Joseph's name was a proud name, recalling the ancient Jewish name of one of the twelve patriarchs, Joseph the son of Jacob who was sold by his brothers into Egypt and who later became second to Pharaoh in power over all Egypt, saving his family from famine (Genesis 30-50). His name means "to add."

Joseph the Husband
Joseph was no doubt older than Mary. While girls were married by 13 or 14 -- old enough at that age to bear children -- husbands on the other hand needed to be established enough to support a wife before they could enter into marriage. They were legally obligated to provide with food, clothing, and shelter.

Joseph the Carpenter
Carpentry was Joseph's world, and the world that Jesus grew up in. He played in the wood shavings on the floor of his father's shop. Carpentry was Joseph's trade and the trade he taught his son. Jesus learned from Joseph to saw and plane, drill and smooth. He watched his father -- the local contractor -- make business contracts and deal with customers. Jesus saw it all.
Joseph's decision
Joseph was probably deeply embarrassed by the whole incident. But he alone knows that he is not the father.

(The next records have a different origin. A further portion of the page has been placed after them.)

PR #883, opened 2017-08-21
fix bug when vim option 'selection' is 'exclusive'

laxtiz:
here is a vim option ``selection``.
if the value is `exclusive`, the mark `'>` is one more then real visual selection.
so var `ebyte` or `ec` must subtract 1.

and that is not a windows bug.
because gvim on windows sourced `$VIMRUNTIME\mswin.vim` by default.
the line 17 of `mswin.vim` execute `:behave mswin` will change option `selection` to `exclusive`.

more deailt in issue #863

### DIFF
--- a/pythonx/UltiSnips/vim_state.py
+++ b/pythonx/UltiSnips/vim_state.py
@@ -126,6 +126,11 @@ class VisualContentPreserver(object):
         ec = byte2col(el, ebyte - 1)
         self._mode = _vim.eval('visualmode()')
 
+        # fix bug when vim option 'selection' is 'exclusive'.
+        if _vim.eval('&selection') == 'exclusive':
+            if sl != el and sbyte != ebyte:
+                ec -= 1
+
         _vim_line_with_eol = lambda ln: _vim.buf[ln] + '\n'
 
         if sl == el:
--- a/pythonx/UltiSnips/text_objects/_visual.py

Mary's pregnancy had placed her at considerable risk in this society...Joseph know this:

Husband. Her betrothed husband would reject her. Her pregnancy would embarrass him and reflect on his character. She couldn't expect him to understand or accept her condition.
Penalty. At worst she could be stoned. The law provided in cases like this for possible stoning (Deuteronomy 22:13-30), especially if the man and married woman are caught in the act of adultery. Stoning for adultery still took place in first century Palestine.6
Shunning. At best, her family would allow her to live at home, though her supposed adultery would hurt their standing in the community. She and her bastard child would be shunned.
Remarriage. No upstanding man would ever marry her, since the stigma of her supposed adultery would remain with her and taint the reputation of any husband.
No where to go. She couldn't go to the city and be lost in its anonymity. Single women just didn't live alone. This was a family-centered culture where a woman's work centered around home and family. There was no work for single women, except perhaps as a housekeeper in a wealthy home -- or prostitution.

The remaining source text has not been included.